PR #1455, opened 2026-08-22
fix(proxy): write client configs atomically

### LINKED ISSUE #1384: Client config writers: no locking or atomic writes between apply and restore
Raised by a code review of the client-configurator refactor. All three predate that work; none is a regression.

The writers in `src/cli/proxy-clients/` each do `readFileSync` → mutate in memory → `writeFileSync` on a file that may hold a real API key.

## 1. TOCTOU between apply and restore

No lock, lease, or compare-and-swap. If `apply()` and `restore()` interleave — a rapid `proxy stop` / `proxy start`, or a stale shutdown handler firing after a fresh start — the later write wins and can discard the other`s result. A fresh apply`s proxy block can be undone by a stale restore, or vice versa.

`applyAllClients` / `restoreAllClients` serialise within one process but provide no cross-process locking, and the proxy legitimately runs as a launchd daemon alongside a foreground instance.

## 2. Writes are not atomic

`writeFileSync` writes in place rather than write-to-temp-then-rename. A process killed mid-write (OOM, SIGKILL, power loss) can leave the settings JSON truncated — taking the `__proxy_original_*` snapshot down with it, so the user`s original config becomes unrecoverable by the very mechanism meant to protect it.

## 3. Orphaned snapshot key

In `clearOpenCodeProxySettings` and `clearQwenProxySettings`, if the provider block is removed externally between `apply()` and `restore()`, the function returns `false` before reaching cleanup, so the `__proxy_original_*` key is never deleted and persists indefinitely.

## Suggested fix

Write via temp file + `rename` (atomic on POSIX), and take a lock file under `~/.neurolink/` around the apply/restore critical section. Both are small and shared across all five configurators, so this is one change in a common helper rather than five.

murdore:
Closes #1384.

## The window, measured

Every writer did `readFileSync` then `writeFileSync`. `writeFileSync` opens with `O_TRUNC`, so from the truncate until the last byte lands the user's config is short — and a real config spans several syscalls, not an instant.

Not inferred from reading the code. A separate reader process racing the real writer on a 1.4 MB OpenCode config:

```
before:  3,717 reads -> 121 torn
after:   1,129 reads across 474 writes -> 0 torn
```

Anything reading in that window loads a truncated file, including the CLI the config belongs to. A crash inside it leaves the file truncated permanently. **Qwen's `settings.json` and OpenCode's `opencode.json` both hold live API keys.**

## The fix

All five writers go through one `writeFileAtomic` helper in `snapshot.ts`: write a sibling temp file, then `rename`. `rename(2)` within a directory is atomic, so a reader sees the whole old file or the whole new one, never a seam.

Two details that matter:

- **The temp file must be a sibling.** A cross-filesystem rename is a copy, which would reintroduce exactly the window this closes.
- **A failed write removes its own scratch**, so nothing accumulates in the user's config directory. The test asserts that too.

## A permissions bug fixed on the way

Copilot's env script holds a proxy key. `0o600` was passed to `writeFileSync`, which applies the mode **only when `open()` creates the file** — on an overwrite the file kept whatever permissions it already had. That was patched earlier with a follow-up `chmod`, which still left the file briefly readable between the write and the chmod. The mode is now applied to the temp file *before* the rename, so the destination never exists with wider permissions, not even for an instant.

## On the test

The reader runs in a **separate process** deliberately: `writeFileSync` blocks the writer's own event loop, so an in-process reader is never scheduled during the window it exists to catch. My first attempt did exactly that, reported `reads=0`, and passed while proving nothing. The test now asserts the reader actually read and the writer actually wrote, so that vacuous pass cannot return.

The config is deliberately large. A small file can be written in a single syscall, which would hide the window rather than demonstrate it is closed.

## Verification

| Check | Result |
| --- | --- |
| `pnpm run build` | clean |
| `continuous-test-suite-proxy` | **65 passed** |
| `continuous-test-suite-servers` | 40 passed |
| Race, pre-fix | 121 / 3,717 torn |
| Race, post-fix | 0 / 1,129 torn |

Independent of #1453 and #1454 — different files.

## Summary by CodeRabbit

* **Bug Fixes**
  * Improved proxy configuration reliability by preventing partially written settings from being read.
  * Preserved secure file permissions during configuration updates.
  * Reduced the risk of incomplete temporary files after write failures.

* **Tests**
  * Added coverage for concurrent configuration reads and writes.
  * Added validation for proxy routing, model discovery, request attribution, and ledger totals.

### DIFF
--- a/src/cli/proxy-clients/snapshot.ts
+++ b/src/cli/proxy-clients/snapshot.ts
@@ -111,3 +111,109 @@ export function isProxyOwnedValue(args: {
   }
   return valuesMatch(args.current, args.written);
 }
+
+/** Distinguishes concurrent writers within one process. */
+let atomicWriteCounter = 0;
+
+/**
+ * Replace a file's contents without ever exposing a partial one.
+ *
+ * `writeFileSync` opens with `O_TRUNC`, so from the truncate until the last
+ * byte lands the user's config is short — and a real config spans several
+ * syscalls, not an instant. Anything reading concurrently, the CLI the config
+ * belongs to included, can load a truncated file; a crash in that window leaves
+ * it truncated permanently. Both Qwen and OpenCode keep live API keys there.
+ *
+ * Writing to a sibling temp file and renaming closes it: `rename(2)` within a
+ * directory is atomic, so a reader sees either the whole old file or the whole
+ * new one. The temp file must be a sibling — a rename across filesystems is a
+ * copy, which reintroduces exactly the window this removes.
+ *
+ * PERMISSIONS ARE THE SUBTLE PART, and getting them wrong here leaks API keys.
+ *
+ * Writing through a temp file changes who decides the destination's mode. A
+ * plain `writeFileSync` over an existing file leaves that file's mode alone, so
+ * a config the user had locked to 0600 stayed 0600. A rename replaces the inode,
+ * so the destination inherits the TEMP file's mode instead — and a temp file
+ * created without an explicit mode lands at 0666 minus umask, i.e. 0644 on a
+ * default system. Left unhandled, making the write atomic would have quietly
+ * widened every credential file it touched from 0600 to 0644.
+ *
+ * So when the caller does not specify a mode, the destination's current mode is
+ * carried over, which reproduces `writeFileSync`'s behaviour exactly; a file
+ * that does not exist yet starts at 0600 rather than whatever umask allows.
+ *
+ * The mode is applied at CREATE time, not after. `writeFileSync` followed by
+ * `chmodSync` would put the credential bytes on disk at 0644 first and tighten
+ * them a moment later — a window a local reader can win. The trailing `chmod`
+ * remains only to pin the exact mode, since umask masks the create mode; by
+ * then the file has never been readable more widely than its final mode.
+ *
+ * On Windows the guarantee holds but the failure mode differs, which is worth
+ * stating because the obvious worry there is the wrong one. Node's `renameSync`
+ * is `MoveFileExW` with `MOVEFILE_REPLACE_EXISTING`; replacing a file on the
+ * same volume is an atomic directory-entry update, so a concurrent reader still
+ * sees the whole old file or the whole new one and never a torn one. What
+ * Windows adds is that the rename can *fail* — `EPERM`/`EBUSY` when a reader
+ * holds the destination open — where POSIX would succeed. That path is safe:
+ * the catch below removes the temp file and rethrows, leaving the previous
+ * config intact for the caller to report on.
+ *
+ * The sibling rule above is what makes that true. `MOVEFILE_COPY_ALLOWED` is
+ * also set, so a cross-volume rename silently degrades to copy-then-delete and
+ * is NOT atomic. Moving the temp file to `os.tmpdir()` would look like a
+ * tidy-up and would quietly restore the exact window this function exists to
+ * close, on Windows only, where nobody here would see it.
+ */
+export async function writeFileAtomic(
+  filePath: string,
+  contents: string,
+  mode?: number,
+): Promise<void> {
+  const fs = await import("fs");
+  const { dirname, join, basename } = await import("path");
+  atomicWriteCounter += 1;
+  const tempPath = join(
+    dirname(filePath),
+    `.${basename(filePath)}.neurolink-${process.pid}-${atomicWriteCounter}.tmp`,
+  );
+  // Which step failed changes what the user should do about it: a failed write
+  // is usually a missing directory or a full disk and the config is untouched,
+  // while a failed rename is a locked destination and the config is intact but
+  // stale. The bare errno is the same shape for both, so the stage is recorded
+  // as it advances and named in the rethrow.
+  let stage: "write" | "chmod" | "rename" = "write";
+  // Resolved before the first byte is written — see the permissions note above.
+  let effectiveMode = mode;
+  if (effectiveMode === undefined) {
+    try {
+      effectiveMode = fs.statSync(filePath).mode & 0o777;
+    } catch {
+      effectiveMode = 0o600;
+    }
+  }
+  try {
+    fs.writeFileSync(tempPath, contents, { mode: effectiveMode });
+    stage = "chmod";
+    fs.chmodSync(tempPath, effectiveMode);
+    stage = "rename";
+    fs.renameSync(tempPath, filePath);
+  } catch (error) {
+    // Never leave scratch in the user's config directory.
+    try {
+      fs.rmSync(tempPath, { force: true });
+    } catch {
+      // best effort
+    }
+    const reason = error instanceof Error ? error.message : String(error);
+    // The original is attached as `cause`, not discarded: wrapping moves the
+    // errno off the thrown object, and `cause` is where anything that needs
+    // ENOENT/EPERM finds it. No caller reads it today — every call site either
+    // lets this propagate or swallows it — so nothing breaks, but a future one
+    // should not have to re-derive the syscall from a string.
+    throw new Error(
+      `atomic write to ${filePath} failed at the ${stage} step: ${reason}`,
+      { cause: error },
+    );
+  }
+}
--- a/test/continuous-test-suite-proxy.ts
+++ b/test/continuous-test-suite-proxy.ts
@@ -1834,6 +1834,223 @@ async function testCodexConfiguratorRoundTrip(): Promise<boolean> {
 }
 
 /**
+ * A client config must never be observable in a torn state.
+ *
+ * Every writer did readFileSync then writeFileSync. writeFileSync opens with
+ * O_TRUNC, so between the truncate and the last byte the user's config is
+ * short — and for a real config that is several syscalls wide, not an instant.
+ * Anything reading concurrently, including the CLI the config belongs to, can
+ * load a truncated file; a crash in that window leaves it truncated for good.
+ * Both Qwen's and OpenCode's configs hold live API keys.
+ *
+ * Measured against the pre-fix writer on a 1.4 MB config: 121 torn reads out of
+ * 3,717. This drives the real writer while a separate process reads — separate
+ * because writeFileSync blocks the writer's own event loop, so an in-process
+ * reader is never scheduled during the window it is supposed to catch.
+ */
+async function testClientConfigWritesAreAtomic(): Promise<boolean> {
+  const { __openCodeTestHooks } =
+    await import("../src/cli/proxy-clients/openCode.js");
+  const { spawn } = await import("child_process");
+  const prevXdg = process.env.XDG_CONFIG_HOME;
+  const root = fs.mkdtempSync(path.join(os.tmpdir(), "neurolink-atomic-"));
+  const url = "http://127.0.0.1:55669/v1";
+  const probe = path.resolve("test/fixtures/config-reader-probe.mjs");
+  try {
+    fs.mkdirSync(path.join(root, "opencode"), { recursive: true });
+    process.env.XDG_CONFIG_HOME = root;
+    const configPath = __openCodeTestHooks.getOpenCodeConfigPath();
+
+    // Large enough that the write spans multiple syscalls. A small file can be
+    // written in one and would hide the window rather than prove it closed.
+    const filler: Record<string, string> = {};
+    for (let i = 0; i < 20000; i += 1) {
+      filler[`key_${i}`] = `value_${i}_${"x".repeat(40)}`;
+    }
+    fs.writeFileSync(
+      configPath,
+      JSON.stringify({ provider: {}, filler }, null, 2),
+    );
+
+    const durationMs = 4000;
+    const deadline = Date.now() + durationMs;
+    const reader = spawn(
+      process.execPath,
+      [probe, configPath, String(deadline)],
+      { stdio: ["ignore", "pipe", "inherit"] },
+    );
+    let out = "";
+    reader.stdout?.on("data", (d: Buffer) => {
+      out += d.toString();
+    });
+
+    let writes = 0;
+    while (Date.now() < deadline) {
+      await __openCodeTestHooks.setOpenCodeProxySettings(url);
+      await __openCodeTestHooks.clearOpenCodeProxySettings(url);
+      writes += 2;
+    }
+    // "close", not "exit", and with an "error" handler: a spawn that fails
+    // outright (ENOENT on the probe path) never emits "exit", so waiting on it
+    // alone hangs this suite forever instead of failing. "close" fires in both
+    // cases, and the guard below turns a probe that never ran into a failure
+    // rather than a hang.
+    await new Promise<void>((resolve) => {
+      reader.on("close", () => resolve());
+      reader.on("error", () => resolve());
+    });
+
+    const parsed = out.trim()
+      ? (JSON.parse(out.trim()) as {
+          total: number;
+          torn: number;
+          unreadable?: number;
+        })
+      : { total: 0, torn: 0, unreadable: 0 };
+    // Reads that never landed prove nothing either way, so they cannot count
+    // toward the sample this test claims to have taken.
+    const observed = parsed.total - (parsed.unreadable ?? 0);
+    if (observed === 0) {
+      log(
+        "atomic-write probe never completed a read; test proved nothing",
+        "red",
+      );
+      return false;
+    }
+    if (parsed.total === 0) {
+      log(
+        "atomic-write probe never read the config; test proved nothing",
+        "red",
+      );
+      return false;
+    }
+    if (writes === 0) {
+      log(
+        "atomic-write probe never wrote the config; test proved nothing",
+        "red",
+      );
+      return false;
+    }
+    if (parsed.torn > 0) {
+      log(
+        `a concurrent reader observed a torn config on ${parsed.torn} of ${parsed.total} reads`,
+        "red",
+      );
+      return false;
+    }
+
+    // A failed rename must not leave scratch files in the user's config dir.
+    const strays = fs
+      .readdirSync(path.dirname(configPath))
+      .filter((f) => f.includes(".tmp") || f.includes("neurolink-"));
+    if (strays.length > 0) {
+      log(`the writer left ${strays.length} scratch file(s) behind`, "red");
+      return false;
+    }
+    log(
+      `${observed} concurrent reads across ${writes} writes, none torn`,
+      "green",
+    );
+    return true;
+  } finally {
+    if (prevXdg === undefined) {
+      delete process.env.XDG_CONFIG_HOME;
+    } else {
+      process.env.XDG_CONFIG_HOME = prevXdg;
+    }
+    fs.rmSync(root, { recursive: true, force: true });
+  }
+}
+
+/**
+ * Making a write atomic must not widen who can read the file.
+ *
+ * This is the trap the rename introduces and it is easy to miss. Overwriting in
+ * place leaves the destination's mode alone, so a config the user had locked to
+ * 0600 stayed 0600. A rename replaces the inode, so the destination inherits the
+ * TEMP file's mode — and a temp file created without an explicit mode lands at
+ * 0666 minus umask, i.e. 0644 by default. Without the carry-over, switching to
+ * atomic writes would silently relax every credential file it touched from
+ * owner-only to world-readable. Qwen's and OpenCode's configs hold live API
+ * keys, so that is a local disclosure, not a cosmetic change.
+ *
+ * Driven through the real configurators rather than the writer, because the
+ * whole point is the mode a USER's file ends up with after `proxy start`.
+ */
+async function testClientConfigWritesPreservePermissions(): Promise<boolean> {
+  const { __openCodeTestHooks } =
+    await import("../src/cli/proxy-clients/openCode.js");
+  const prevXdg = process.env.XDG_CONFIG_HOME;
+  const root = fs.mkdtempSync(path.join(os.tmpdir(), "neurolink-mode-"));
+  const url = "http://127.0.0.1:55669/v1";
+  const modeOf = (p: string): string =>
+    (fs.statSync(p).mode & 0o777).toString(8);
+
+  try {
+    fs.mkdirSync(path.join(root, "opencode"), { recursive: true });
+    process.env.XDG_CONFIG_HOME = root;
+    const configPath = __openCodeTestHooks.getOpenCodeConfigPath();
+
+    // A user who locked their credential file down. This must survive.
+    fs.writeFileSync(configPath, JSON.stringify({ existing: true }));
+    fs.chmodSync(configPath, 0o600);
+
+    await __openCodeTestHooks.setOpenCodeProxySettings(url);
+    if (modeOf(configPath) !== "600") {
+      log(
+        `apply widened a 0600 config to 0${modeOf(configPath)} — credentials exposed to other local users`,
+        "red",
+      );
+      return false;
+    }
+
+    await __openCodeTestHooks.clearOpenCodeProxySettings(url);
+    if (modeOf(configPath) !== "600") {
+      log(`restore widened a 0600 config to 0${modeOf(configPath)}`, "red");
+      return false;
+    }
+
+    // A config the user deliberately left group-readable keeps that too — the
+    // rule is "carry the mode over", not "force 0600 on everyone".
+    fs.chmodSync(configPath, 0o644);
+    await __openCodeTestHooks.setOpenCodeProxySettings(url);
+    if (modeOf(configPath) !== "644") {
+      log(
+        `apply changed a 0644 config to 0${modeOf(configPath)} instead of preserving it`,
+        "red",
+      );
+      return false;
+    }
+
+    // A config that did not exist yet must not be born world-readable.
+    const fresh = path.join(root, "opencode", "fresh.json");
+    const { writeFileAtomic } =
+      await import("../src/cli/proxy-clients/snapshot.js");
+    await writeFileAtomic(fresh, JSON.stringify({ apiKey: "sk-test" }));
+    if (modeOf(fresh) !== "600") {
+      log(
+        `a newly created credential file landed at 0${modeOf(fresh)} rather than 0600`,
+        "red",
+      );
+      return false;
+    }
+
+    log(
+      "config permissions preserved across apply and restore; new files start at 0600",
+      "green",
+    );
+    return true;
+  } finally {
+    if (prevXdg === undefined) {
+      delete process.env.XDG_CONFIG_HOME;
+    } else {
+      process.env.XDG_CONFIG_HOME = prevXdg;
+    }
+    fs.rmSync(root, { recursive: true, force: true });
+  }
+}
+
+/**
  * Usage must be attributable to the CLI that spent it, not only the account.
  *
  * The proxy already derived a client label from User-Agent, then dropped it
@@ -5917,6 +6134,16 @@ const tests: TestFunction[] = [
   {
     name: "Proxy clients: Codex apply/restore round-trips a real config",
     fn: testCodexConfiguratorRoundTrip,
+    category: "proxy-config",
+  },
+  {
+    name: "Proxy clients: config writes are atomic under a concurrent reader",
+    fn: testClientConfigWritesAreAtomic,
+    category: "proxy-config",
+  },
+  {
+    name: "Proxy clients: atomic writes preserve config permissions",
+    fn: testClientConfigWritesPreservePermissions,
     category: "proxy-config",
   },
   // Gemini CLI door: GOOGLE_GEMINI_BASE_URL round-trip through
--- a/test/fixtures/config-reader-probe.mjs
+++ b/test/fixtures/config-reader-probe.mjs
@@ -1,0 +1,35 @@
+// Reader half of the atomic-write race test. Runs as a separate process so it
+// genuinely races the writer: writeFileSync blocks the writer's event loop, so
+// an in-process reader never gets scheduled during the window it is meant to
+// observe.
+import { readFileSync } from "node:fs";
+
+const [, , target, untilMs] = process.argv;
+const deadline = Number(untilMs);
+let total = 0;
+let torn = 0;
+let unreadable = 0;
+while (Date.now() < deadline) {
+  total += 1;
+  let text;
+  try {
+    text = readFileSync(target, "utf8");
+  } catch {
+    // A failed READ is not a torn read, and conflating the two would make this
+    // probe report tearing for a cause that is not tearing. It happens on
+    // Windows, where a reader can hit EPERM/EBUSY against a file being
+    // replaced: the rename never exposes partial content, it just makes the
+    // open fail. Counted separately so the assertion can tell "the writer is
+    // not atomic" from "this platform blocks readers mid-replace".
+    unreadable += 1;
+    continue;
+  }
+  try {
+    JSON.parse(text);
+  } catch {
+    // Read succeeded but the bytes are not valid JSON — that is tearing, and
+    // it is the only thing that indicts the writer.
+    torn += 1;
+  }
+}
+process.stdout.write(JSON.stringify({ total, torn, unreadable }));
--- a/src/cli/proxy-clients/claudeCode.ts
+++ b/src/cli/proxy-clients/claudeCode.ts
@@ -10,7 +10,11 @@ import { homedir } from "os";
 import { join } from "path";
 import { logger } from "../../lib/utils/logger.js";
 import type { CliProxyClientConfigurator } from "../../lib/types/index.js";
-import { isProxyOwnedValue, shouldCaptureSnapshot } from "./snapshot.js";
+import {
+  isProxyOwnedValue,
+  shouldCaptureSnapshot,
+  writeFileAtomic,
+} from "./snapshot.js";
 
 /**
  * Resolved per call rather than at module load so `detect()` and `apply()`
@@ -78,7 +82,10 @@ export async function setClaudeProxySettings(baseUrl: string): Promise<void> {
     ENABLE_TOOL_SEARCH: "true",
   };
 
-  fs.writeFileSync(getClaudeSettingsPath(), JSON.stringify(settings, null, 2));
+  await writeFileAtomic(
+    getClaudeSettingsPath(),
+    JSON.stringify(settings, null, 2),
+  );
 }
 
 export async function clearClaudeProxySettings(
@@ -162,7 +169,10 @@ export async function clearClaudeProxySettings(
     settings.env = env;
   }
 
-  fs.writeFileSync(getClaudeSettingsPath(), JSON.stringify(settings, null, 2));
+  await writeFileAtomic(
+    getClaudeSettingsPath(),
+    JSON.stringify(settings, null, 2),
+  );
   return hadBaseUrl || hadToolSearch;
 }
 
--- a/src/cli/proxy-clients/codex.ts
+++ b/src/cli/proxy-clients/codex.ts
@@ -9,6 +9,7 @@ import { homedir } from "os";
 import { join } from "path";
 import { logger } from "../../lib/utils/logger.js";
 import type { CliProxyClientConfigurator } from "../../lib/types/index.js";
+import { writeFileAtomic } from "./snapshot.js";
 
 //
 // Points the Codex CLI at the proxy by managing `~/.codex/config.toml`:
@@ -115,10 +116,10 @@ export async function setCodexProxySettings(baseUrl: string): Promise<boolean> {
           ? providerMatch[0]
           : null;
       fs.mkdirSync(join(homedir(), ".neurolink"), { recursive: true });
-      fs.writeFileSync(
+      await writeFileAtomic(
         getCodexSnapshotPath(),
         JSON.stringify({ originalProviderLine }, null, 2),
-        { mode: 0o600 },
+        0o600,
       );
     }
 
@@ -148,7 +149,7 @@ export async function setCodexProxySettings(baseUrl: string): Promise<boolean> {
     }
 
     const trimmed = text.replace(/\s*$/, "\n");
-    fs.writeFileSync(
+    await writeFileAtomic(
       getCodexConfigPath(),
       `${trimmed}\n${buildCodexProviderBlock(baseUrl)}`,
     );
@@ -239,7 +240,7 @@ export async function clearCodexProxySettings(
       }
       return false;
     }
-    fs.writeFileSync(getCodexConfigPath(), text.replace(/\s*$/, "\n"));
+    await writeFileAtomic(getCodexConfigPath(), text.replace(/\s*$/, "\n"));
     try {
       fs.rmSync(getCodexSnapshotPath(), { force: true });
     } catch {
--- a/src/cli/proxy-clients/copilot.ts
+++ b/src/cli/proxy-clients/copilot.ts
@@ -26,6 +26,7 @@ import { homedir } from "os";
 import { join } from "path";
 import { logger } from "../../lib/utils/logger.js";
 import type { CliProxyClientConfigurator } from "../../lib/types/index.js";
+import { writeFileAtomic } from "./snapshot.js";
 
 /**
  * Resolved per call rather than at module load so `detect()` and `apply()`
@@ -70,16 +71,15 @@ export async function setCopilotProxySettings(
   try {
     const envPath = getCopilotEnvPath();
     fs.mkdirSync(join(homedir(), ".neurolink"), { recursive: true });
-    fs.writeFileSync(
+    // 0600 is applied to the temp file before the rename, so the script never
+    // exists at the destination with wider permissions — not even briefly.
+    // writeFileSync's own mode option would not do this: it applies only when
+    // open() creates the file, so an overwrite kept whatever mode was there.
+    await writeFileAtomic(
       envPath,
       buildCopilotEnvScript(baseUrl, proxyKey || "neurolink-proxy"),
-      { mode: 0o600 },
+      0o600,
     );
-    // The mode option above only applies when open() creates the file. On an
-    // overwrite it is ignored, so a pre-existing file keeps whatever
-    // permissions it had — which for a file holding a proxy key could be
-    // world-readable. Enforce it on both paths.
-    fs.chmodSync(envPath, 0o600);
     return true;
   } catch (error) {
     logger.debug(
--- a/src/cli/proxy-clients/openCode.ts
+++ b/src/cli/proxy-clients/openCode.ts
@@ -13,6 +13,7 @@ import {
   cloneForSnapshot,
   isProxyOwnedValue,
   shouldCaptureSnapshot,
+  writeFileAtomic,
 } from "./snapshot.js";
 
 function getOpenCodeConfigDir(): string {
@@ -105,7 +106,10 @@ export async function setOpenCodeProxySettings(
******
▸ **Exercise description**
In the data above, copy every line where the string "replaces" appears.

▸ **Problem solution**
+ * a config the user had locked to 0600 stayed 0600. A rename replaces the inode,
+ * 0600 stayed 0600. A rename replaces the inode, so the destination inherits the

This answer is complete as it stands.